:: WHAT TO PRODUCE ::
Please take the lines from the one holding "- Wired to the" through the one holding "## Test plan" in the data below and copy them exactly.

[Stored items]

====================

PR #629, opened 2026-06-11
Non-Player GM Mode

JorenC:
## Summary

Introduces a **non-playing Game Master** role for private games. The creator can opt in via a checkbox in the Basic Settings section of the Create Game form and will join as a GM member: they participate in chat and can pause/resume the game, but receive no nation or orders and are excluded from all gameplay mechanics.

### Key changes

**Backend**
- New `non_playing_gm` boolean field on `Game` (migration `0016`), toggled via `CreateGameSerializer`
- `IsPlayingMember` permission class gates anything nation-specific (order submission/deletion, phase confirmation, draw-proposal voting)
- GM members are excluded from: nation assignment, space-available count, game-start trigger, solo/draw winner checks, NMR/abandonment detection, push-notification recipient lists
- GM is shown as a member with a game-master SVG avatar and "Game Master" name, even in masked games
- Leaving logic: if the GM leaves a pending game with other players, the first-joined player is promoted to a playing GM; if no other players exist the game is deleted
- Draw proposals: GM can create and cancel proposals (`IsActiveGameMember`) but cannot vote (`IsPlayingMember`)

**Frontend**
- "Game Master" checkbox moved to the Basic Settings section of the Create Game form
- Wired to the `non_playing_gm` field in the API payload

### Test coverage
- `service/game/tests/test_non_playing_gm.py` — 20+ cases covering permissions, member display, abandonment, leaving/promotion, draw proposals, and order/phase access

## Test plan

- [ ] Create a private game with "Game Master" checked; verify GM member appears with game-master avatar and no nation
- [ ] Join as a second player; verify game starts and GM is not counted toward the player limit
- [ ] As GM, try to submit/delete an order and confirm a phase — expect 403
- [ ] As GM, create and cancel a draw proposal — expect success; vote — expect 403
- [ ] As GM, leave a pending game with other players — verify first player is promoted to playing GM
- [ ] Backend tests pass: `docker compose run --rm service python3 -m pytest service/game/tests/test_non_playing_gm.py -v`


JorenC:
@johnpooch I think this is ready to pull.. There is a database migration added, so please check-double check.

- Only private games can have a game master (public is too open to give one this power - the GM is supposed to find players other ways, e.g. tournament/discord).
- Game Master option in create-game (whether invoked through new game or 'private game' in the variant list) now allows the player not to join.
- If a GM leaves a pending game as last player, game is destroyed. If there is one player but not started, the first player to join that game becomes player/GM - as normal now. 
- GM has normal GM powers, (pause/extend), nothing next now.
- GAmes with a GM start with N+1 player, to account for hte extra player (GM is taking a player slot).

- the GM is part of public press, and can be part of any channel. They can be invited by any player - just as a normal player.
- the GM in anonymous games is not anonymous - Claude might see this as a leak, but it's intended - no need for GM to be anonymous. 
- GM gets notified of CD and draw proposal notifications.
- GM can actively create a draw proposal (initiate it), but they can't vote on it - they're not part of the vote. They do see votes coming in of other players making a proposal, just can't vote. **I don't know how a draw with a GM is counted - they might be counted as part of the draw, but not important now - might be important later with statistics, but lets leave that for MVP+ - fix it when it becomes an issue - OR if you can see this, you can fix it now**
- In the player screens, GM is just shown as other players. When a game is started, they have the 'Game Master' nation (although it's not officially a nation).
- In the Chat/nations, the GM has a specific 'Diplciity logo' icon, instead of a flag. 

I think this is it. I did not see any major risks, but only checked with 4.6, not 4.8.

Please take a good look, and if you agree or see improvements, feel free to adjust and then pull - no need to send it back to me and let me improve it - unless that helps you much more, but if the bot is doing it just as easy, please go ahead and just implement. 

Cheers!

JorenC:
Active (outdated) deployment - maybe update the deployment before you check...

packages/web/src/components/GameCard.tsx
```diff
@@ -164,7 +164,7 @@ const GameCard: React.FC<GameCardProps> = ({ game, variant, map }) => {
                   key={member.id}
                   className="h-8 w-8 border-2 border-background"
                 >
-                  <AvatarImage src={member.picture ?? undefined} />
+                  <AvatarImage src={member.isGameMaster && !member.nation ? undefined : (member.picture ?? undefined)} />
```
johnpooch, line 167: The cleaner fix here is to filter the Game Master out on line 162 before iterating.

packages/web/src/components/PlayerInfoContent.tsx
johnpooch, line 52: I think we should restructure this component as follows:

Firstly, we should extract all of the pre-existing code from line 53 to line 130 into a new `PlayerCard` component. 

Secondly, I think we should add a separate `GameMasterCard` component. We should render the Game Master card outside of the for loop. This prevents convoluted conditional logic within the for loop. We would filter out the Game Master before rendering the player cards.

packages/web/src/components/PlayerInfoContent.tsx
```diff
@@ -57,15 +58,22 @@ export const PlayerInfoContent: React.FC = () => {
...
                   <NationFlag
                     flagUrl={findNationFlagUrl(variant.nations, member.nation)}
                     alt={member.nation}
                     size="lg"
                     className="size-8"
                     color={findNationColor(variant.nations, member.nation)}
                   />
-                )}
+                ) : member.isGameMaster && hasNationFlags ? (
+                  <NationFlag
```
johnpooch, line 70: It feels wrong to me that we are using the `NationFlag` component for an image that is not a flag and does not belong to a nation.

packages/web/src/components/PlayerInfoContent.tsx
```diff
@@ -119,7 +127,9 @@ export const PlayerInfoContent: React.FC = () => {
                         )}
                       </span>
                     </div>
-                  )}
+                  ) : member.isGameMaster ? (
+                    <div className="text-sm text-muted-foreground mt-1">Game Master</div>
+                  ) : null}
```
johnpooch, line 132: Look at lines 94 to 99. We already have a badge which shows the game master. I think we need to tidy up the logic here. It would be solved by my suggestion above, creating two separate components, `PlayerCard` and `GameMasterCard`.

packages/web/src/screens/GameDetail/ChannelAvatar.tsx
```diff
@@ -22,13 +22,13 @@ const imgY = (d: number, ya: YAlign, yb: number): number => {
   return yb - d / 2;
 };
 
-interface FlagImg { url: string; x: number; y: number; d: number }
+interface FlagImg { url: string | null; color: string; x: number; y: number; d: number }
```
johnpooch, line 25: The changes in this file feel messy and convoluted. 

Do we really need to support having the Game Master be in private channels, or would it be sufficient to just have the Game Master be in the public press channel?

packages/web/src/screens/GameDetail/ChannelCreateScreen.tsx
```diff
@@ -90,19 +90,19 @@ const ChannelCreateScreen: React.FC = () => {
...
+                  <React.Fragment key={member.id}>
                     <Item
                       className="cursor-pointer hover:bg-accent/50"
                       onClick={() => handleToggle(member.id)}
                     >
                       <ItemMedia>
                         <Avatar>
                           <AvatarImage src={member.picture ?? undefined} />
-                          <AvatarFallback>{member.nation?.[0]}</AvatarFallback>
+                          <AvatarFallback>{(member.nation ?? member.name)?.[0]}</AvatarFallback>
```
johnpooch, line 101: In the `PlayerInfoContent` file, I proposed creating `PlayerCard` and `GameMasterCard` components. I think these components could be re-used in this file as well. We would need to make the cards selectable. 

My suggestion then would be to render the game master first and then render all of the other game members. 

I think we should consistently render the Game Master separate from the other members of the game.

packages/web/src/screens/GameDetail/ChannelListScreen.tsx
```diff
@@ -34,7 +34,7 @@ const getLatestMessagePreview = (
   const latestMessage = messages[messages.length - 1];
   const senderLabel = latestMessage.sender.isCurrentUser
     ? "You"
-    : latestMessage.sender.nation.name;
+    : (latestMessage.sender.nation?.name ?? "Game Master");
```
johnpooch, line 37: I don't love this conditional logic. We are inferring that the player is the game master based on the player's nation not having a name. It feels a bit fragile. We would be better off checking whether the sender is the game master explicitly.

packages/web/src/screens/GameDetail/ChannelListScreen.tsx
```diff
@@ -47,8 +47,9 @@ const ChannelListScreen: React.FC = () => {
   const { data: channels } = useGamesChannelsListSuspense(gameId);
   const { data: variants } = useVariantsListSuspense();
 
-  const currentNationName =
-    game.members.find(m => m.isCurrentUser)?.nation ?? undefined;
+  const currentMember = game.members.find(m => m.isCurrentUser);
+  const currentNationName = currentMember?.nation ?? undefined;
+  const currentIsGm = !!(currentMember?.isGameMaster && !currentMember.nation);
```
johnpooch, line 52: Throughout this pull request, we repeatedly make these checks to determine if the member is both the game master and doesn't have a nation, i.e., is a non-playing game master. 

I feel like we should separate the concept of the game master and the game creator. Mixing the two is introducing a lot of conditional logic.

packages/web/src/screens/GameDetail/ChannelScreen.tsx
```diff
@@ -259,13 +262,14 @@ const ChannelScreen: React.FC = () => {
                           <div className="w-8 flex-shrink-0 flex justify-center">
                             <NationFlag
                               flagUrl={
-                                variant
-                                  ? findNationFlagUrl(variant.nations, item.sender.nationName)
-                                  : null
+                                item.sender.nationName === null
+                                  ? (item.sender.picture ?? null)
+                                  : (hasNationFlags && variant ? findNationFlagUrl(variant.nations, item.sender.nationName) : null)
```
johnpooch, line 267: As mentioned before, we are having to introduce some ugly logic here. When the player is a non-playing game master, they don't have a nation and they don't have a flag, and yet we are using the nation flag component.

packages/web/src/screens/GameDetail/ChannelScreen.tsx
```diff
@@ -259,13 +262,14 @@ const ChannelScreen: React.FC = () => {
...
                               }
-                              alt={item.sender.nationName}
+                              alt={item.sender.nationName ?? "Game Master"}
```
johnpooch, line 269: This should be handled on the backend. Again, we are making a fragile claim here, inferring that if the sender does not have a nation, they must be the game master. I don't really like this.

packages/web/src/screens/GameDetail/channelUtils.ts
```diff
@@ -20,16 +20,28 @@ export const brightnessByColor = (hex: string): number => {
...
+  currentNationName: string | undefined,
+  currentIsGm: boolean
+): boolean => {
+  if (name === currentNationName) return false;
+  if (currentIsGm && name === "Game Master") return false;
+  return true;
+};
+
 // Private channel names are formatted by the backend as "Nation1, Nation2, ..."
 export const getChannelDisplayName = (
```
johnpooch, line 34: I don't really know why this function exists at all, given that the display name comes from the backend. Either way, I think we are letting the Game Master logic pollute the entire codebase.

packages/web/src/screens/GameDetail/DrawProposalsScreen.tsx
```diff
@@ -49,6 +49,7 @@ interface ProposalItemProps {
   game: GameRetrieve;
   currentMember: Member | undefined;
   variant: Variant | undefined;
+  hasNationFlags: boolean;
```
johnpooch, line 52: I don't really like this `hasNationFlags` property. 

It feels like messy pollution throughout the codebase. 

I feel like we should assume that all variants have nation flags. Variants which don't have nation flags will have weird rendering quirks, and that's fine. I really don't like the conditional logic being littered around everywhere.

packages/web/src/screens/GameDetail/DrawProposalsScreen.tsx
```diff
@@ -74,23 +76,27 @@ const ProposalItem: React.FC<ProposalItemProps> = ({
     .map(id => game.members.find(m => m.id === id))
     .filter((m): m is Member => Boolean(m));
 
-  const nationColor = variant
-    ? findNationColor(variant.nations, proposal.createdBy.nation)
-    : null;
+  const isGm = game.nonPlayingGm && proposal.createdBy.nation == null;
```
johnpooch, line 79: The game model should not have a non-playing GM field. It can be trivially inferred from the game members. 

However, as I read through this pull request, I'm pretty sure that by the end of it I'm gonna propose a different approach to the modeling entirely.

packages/web/src/screens/GameDetail/DrawProposalsScreen.tsx
```diff
@@ -74,23 +76,27 @@ const ProposalItem: React.FC<ProposalItemProps> = ({
...
+  const flagUrl = isGm
+    ? (hasNationFlags ? (proposal.createdBy.picture ?? null) : null)
+    : (variant ? findNationFlagUrl(variant.nations, proposal.createdBy.nation) : null);
+  const nationColor = isGm
+    ? null
+    : (variant ? findNationColor(variant.nations, proposal.createdBy.nation) : null);
```
johnpooch, line 85: This is more nasty conditional logic polluting the codebase. 

It is a code smell that points towards problems with our modeling. We need to get the modeling right on the backend and try to contain the messiness as much as possible.

packages/web/src/screens/GameDetail/DrawProposalsScreen.tsx
```diff
@@ -74,23 +76,27 @@ const ProposalItem: React.FC<ProposalItemProps> = ({
...
+        alt={proposal.createdBy.nation ?? proposal.createdBy.name}
         size="md"
         className="size-8 self-start"
         color={nationColor}
       />
       <ItemContent>
         <div className="flex items-center justify-between">
           <div className="flex items-center gap-2">
-            <ItemTitle>Proposed by {proposal.createdBy.nation}</ItemTitle>
+            <ItemTitle>Proposed by {proposal.createdBy.nation ?? proposal.createdBy.name}</ItemTitle>
```
johnpooch, line 99: Do you see what I mean about the conditional logic polluting the codebase? We're having to insert conditions everywhere to support this feature. 

That's usually a giveaway that there is something wrong at a more fundamental level.

packages/web/src/screens/GameDetail/ProposeDrawScreen.tsx
```diff
@@ -45,6 +46,20 @@ const ProposeDrawScreen: React.FC = () => {
...
+    if (game.nonPlayingGm && member.isGameMaster) {
+      return hasNationFlags ? (member.picture ?? null) : null;
+    }
+    return variant ? findNationFlagUrl(variant.nations, member.nation) : null;
+  };
+
+  const getMemberFlagColor = (member: Member) => {
+    if (game.nonPlayingGm && member.isGameMaster) return null;
+    return variant ? findNationColor(variant.nations, member.nation) : null;
+  };
```
johnpooch, line 61: This is more conditional logic polluting the codebase.

service/channel/models.py
```diff
@@ -43,15 +43,19 @@ def with_unread_counts(self, user):
         )
 
 
+def channel_name_for_members(members):
+    nations = sorted([m.nation.name if m.nation else "Game Master" for m in members])
```
johnpooch, line 47: This is a little bit ugly, and it does make me question whether we really want the Game Master to be a member of private chats.

johnpooch (changes requested):
This is a very large pull request, and it introduces a large number of conditional logic branches. I have a few high-level thoughts about this pull request. 

**Break it down**

My first suggestion would be to break this pull request down into the minimal viable product, and then follow up with enhancements. 

To me, the initial implementation of this feature should not allow the game master to participate in chat channels at all, or to propose draws. These can be easily added in follow-up PRs. 

If you remove these two capabilities, this initial PR will be much more reviewable and much safer. 

**Dishonest/ambiguous modeling**

There is a fundamental problem about what we are doing in this PR. The modeling is either dishonest or ambiguous for multiple reasons.

We are stretching the definition of the term "member" to include potentially non-playing users. The knock-on effects of this cause pollution throughout the codebase. 

We are also conflating the existing game master functionality (which is really just "Game Creator") with a new non-playing game master concept.

I think we should make the modeling more honest and explicit:

- The person who creates the game should no longer be considered the "game master" by default. Instead, they should just be considered the "game creator" Which may grant them some capabilities like being able to remove other players.

- The non-playing game master should not be considered a member of the game. Instead, we should add a new Game Master foreign key field to game. 

- For consistency, we might want to create a created_by far and key field on game.

If we do these three suggestions, we end up with three clear entities:

- Member: A player in the game - always has a nation
- Game Creator: The user that created the game. When the game has a game master, "Game Creator" and "Game Master" will always be the same user.
- Game Master: Non-playing game master. Not a member.

**Contain the ugliness**

When we get around to implementing the draw proposal stuff and the chat channel stuff, there is inevitably some ugliness introduced. 

Right now, chat messages and chat channels can only be created by game members, but we will be extending the rules to allow the game master to create these entities. That inevitably introduces a little bit of messiness, but the messiness should be isolated to the backend and should not pollute the rest of the codebase. 

Same with draw proposals. It is inherently messy that draw proposals can now be created by game masters and members, but can only include members. But the impact of this messiness can be reduced by isolating it to the backend controller. 

---

To get the modeling into the right place as I've described will require doing some initial preparatory PRs.

We need to create migrations to backfill previous games so that they are in the expected state. For example, changing game masters to game creators, etc. 

Only when the modeling is in a really good state can the rest of the work be carried out. 

This is just inherently one of those complex features that requires a careful, iterative approach. I see it being broken down into five or six PRs, each of which can be easily reviewed.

====================

:: PROBLEM SOLUTION ::
- Wired to the `non_playing_gm` field in the API payload

### Test coverage
- `service/game/tests/test_non_playing_gm.py` — 20+ cases covering permissions, member display, abandonment, leaving/promotion, draw proposals, and order/phase access

## Test plan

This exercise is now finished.